Mamah tergelak dan menepuk pahaku pelan. "Si Aa ah! Aya aya wae! Heunteu A. Maksud si Mamah teh, Zaki itu bisa buat Aa jadiin panutan. Mamah teh meni pengeeeen pisan nya, boga anak siga si Zaki. Aa kan bisa belajar bagaimana menjadi orang yg lebih baik ke dia. Betul kan?"
"Jadi mama teh kecewa punya anak kaya Aa?" uberku sedikit sengit.
"Kecewa sih enggak. Cuman agak khawatir. Habis si Aa teh tetep manjanya ke Mamah! Kalo sakit juga masih gak mau ditinggal pas tidur," gerutu mamah.

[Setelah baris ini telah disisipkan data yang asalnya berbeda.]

PR #3574, opened 2024-10-16
Ray cats are now a subtype of cats

Erikafox:
## About The Pull Request
as title

## Why It's Good For The Game
I think it's more interesting to make this something rare rather than something all cats just. Do.

## Changelog

:cl:
balance: All cats are no longer radiation indicators - only a specific breed of them.
/:cl:

### DIFF
--- a/code/modules/mob/living/simple_animal/friendly/cat.dm
+++ b/code/modules/mob/living/simple_animal/friendly/cat.dm
@@ -1,6 +1,6 @@
 /mob/living/simple_animal/pet/cat
 	name = "cat"
-	desc = "Most modern cats hail from a solarian experimental geneline. The perfect purrtection from rats and radiation."
+	desc = "The perfect purrtection from rats."
 	icon = 'icons/mob/pets.dmi'
 	icon_state = "cat2"
 	icon_living = "cat2"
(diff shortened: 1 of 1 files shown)


code/modules/mob/living/simple_animal/friendly/cat.dm
```diff
@@ -83,6 +76,68 @@
 	mob_size = MOB_SIZE_SMALL
 	collar_type = "kitten"
 
+/mob/living/simple_animal/pet/cat/raycat
+	name = "\improper raycat"
+	desc = "A member of a feline lineage lineage said to trace back to the Night Of Fire. A raycat is an adoring pet for the radiation adverse spacer."
```
goober3: > feline lineage lineage

laugh at this user

Erikafox: true....

rye-rice:
i dont think most cats are going to be thrown into rads, so  you wont see it constantly, i think its just a nice thing to have around as a "huh, I didn't know that" sort of deal

Apogee-dev:
yeah i agree with rye. it was also made a Universal Cat Thing as kind of a nod to both the Solarian penchant for genetic engineering and their history in the Night of Fire, which I found to be a nice touch.

FalloutFalcon:
the whole point of the idea of real ray cats is that they become very common to detect radiation.

FalloutFalcon:
gonna close this as like, not planned!

PR #3575, opened 2024-10-16
Wasteplanets Less Explosive

Erikafox:
## About The Pull Request
removes welding fuel tanks from the wasteplanet spawn pool

## Why It's Good For The Game
you will explode... less..

## Changelog

:cl:
del: Wasteplanets no longer spawn welding fuel tanks.
/:cl:


Apogee-dev:
I wonder if it would be possible to enforce a "safe zone" biome for each planet type in the landing areas that's just the default biome without specific hazards so we can still have things like the tanks without ships getting randomly exploded by fauna or landing in the middle of an acid lake

PR #3584, opened 2024-10-18
Uncomments Machete Cargo Order

generalthrax:
## About The Pull Request

Uncomments the Machete Crate from cargo

## Why It's Good For The Game

They're bulky but they're neat melee options. Beats you to death with machetes

## Changelog

:cl:
add: Added Stamped Steel Machetes, 5 for 500
/:cl:

### DIFF
--- a/code/modules/cargo/packs/sec_supply.dm
+++ b/code/modules/cargo/packs/sec_supply.dm
@@ -77,7 +77,6 @@
 					/obj/item/melee/knife/survival)
 	crate_name = "combat knife crate"
 
-/*
 /datum/supply_pack/sec_supply/machete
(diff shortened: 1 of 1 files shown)


FalloutFalcon (dismissed):
I continue to regret not commenting these out in the melee re-path they were included in.
At present it should be worth more then 500. I would drop it down to two per crate which sounds fine for the time being.
The intent was that they would be very breakable, shown by the integrity, but it did not manifest in the melee path refactor that they were included in.
The melee pr reworking these is my priority PR post missions.

generalthrax:
> I would drop it down to two per crate which sounds fine for the time being

Done. I think two machetes for 500 is reasonable enough to stay, though.

PR #4601, opened 2025-04-14
Gets handrails out of the way & adds handrails to Riggs

Apogee-dev:
## About The Pull Request

Moves handrails out from the middle of cargo bay to more appropriate spots against the walls or railings on the Raleigh, Scarab, and Elated Bolide. Adds handrails to the Riggs, which has somehow not had any all this time.

## Changelog

:cl:
add: Added handrails to Riggs
fix: Moved handrails out of the way on Raleigh, Scarab, Elated Bolide
/:cl:


Sadhorizon:
Why did you... remove all the railings from Scarab's cargo bay? That seems really random?

They are there to separate the space and I certainly prefer it that way. 

In fact, removing them created the issue of freestanding handrails which seems... against your PR's goal? The Scarab did not have any of those either.

I would kindly ask you to revert the Scarab changes, as there were no handrail issues there to begin with.

Apogee-dev:
I moved the handrails on Scarab just like the other ships, so there aren’t any freestanding ones there. The reason i culled those railings was the same logic behind moving the handrails; in addition to some handrails being freestanding on the other examples it’s the issue of railings and handrails obstructing cargo space. The railings pose the same IC issue of limiting mobility in an area where you want as much room as possible to move around your cargo and place/retrieve what you need (both IC, where you may be dealing with objects larger than a crate or locker, and OOC, where wrestling with crate tetris to get at something in the back sucks).

The back-to-back railings in the middle also looked pretty weird.

Sadhorizon:
> there aren’t any freestanding ones there

There were none to begin with.

> where you want as much room as possible to move around your cargo

I think they have enough room there. I, as the map's author, like two small cages for organizing different stuff - in fact, that's what's happening right now. Work gear on the right, rest on the left.

> The back-to-back railings in the middle also looked pretty weird.

I'd disagree with that.

> where you may be dealing with objects larger than a crate or locker

The examples that you posted on discord showed 1x2 cargo areas. This is a 3x2. I do not see the issue.

I am still asking you to revert the changes.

"Aduh Mamah. Eta mah tandanya si Aa sayang pisan jeung Mamah. Lain manja atuh!" belaku.
Mamah tertawa kecil. "Sudah ah! Nanti ngelantur. Aa cepet susul si Zaki ya? Agus tadi disuruh keluar sama Abah sebentar," jelas Mamah kemudian bangkit.
Masih dengan hati yg sedikit tidak ikhlas, aku bangkit dan keluar. Beneran! Aku nggak habis pikir kenapa si Zaki betah amat diem disungai saat sore gini. Oke lah aku bisa nerima kalau saat matahari tenggelam kemarin cukup menarik dan indah. Tapi kan aneh kalo dia menganggapnya begitu menarik, seolah-olah hal itu belum pernah ada didunia. Nggak tau apa dia, kalo jam-jam segini ini waktunya Mbak Kuntilanak dan sebangsanya mulai bangun tidur dan dandan? Gimana coba kalo ada wewe gombel yg asyik mandi dan siap-siap buat dugem, ngeliat dia terus ikutan naksir? Emang dia mau diajak kencan sama lelembut?
Ngeselin banget! gerutuku lagi. Apa mungkin sebaiknya aku kasih tau dia cerita horor didaerah ini yg. . .
Monolog batinku terhenti disana. Disana, berdiri diatas sebuah batu besar yg ada dipinggir sungai, Zaki berdiri menghadap matahari yg hampir tak terlihat lingkaran merahnya, dengan mata terpejam. Wajah putihnya tampak kemerahan oleh cahaya senja. Dan bahkan dari jarak sejauh ini, aku bisa melihat bayangan bulu mata panjangnya yg yg kini memberikan efek garis kehitaman disepanjang bentuk matanya. Hidungnya yg lebih mancung dari ukuran pribumi biasa juga terlihat lebih panjang. Dan bibirnya yang selalu tampak merah basah, kini terlihat lebih dramatis dan mengesankan. Mataku tanpa sadar mengikuti lekuk garis bibir atasnya yg tipis dan melengkung imut. Mengingatkan aku pada bentuk bibir penyanyi lama Tommy Page. Salah satu penyanyi berbibir paling seksi, menurut si Vivi. Aku pernah melihatnya di komputernya. Zaki memiliki bentuk bibir yg hampir sama.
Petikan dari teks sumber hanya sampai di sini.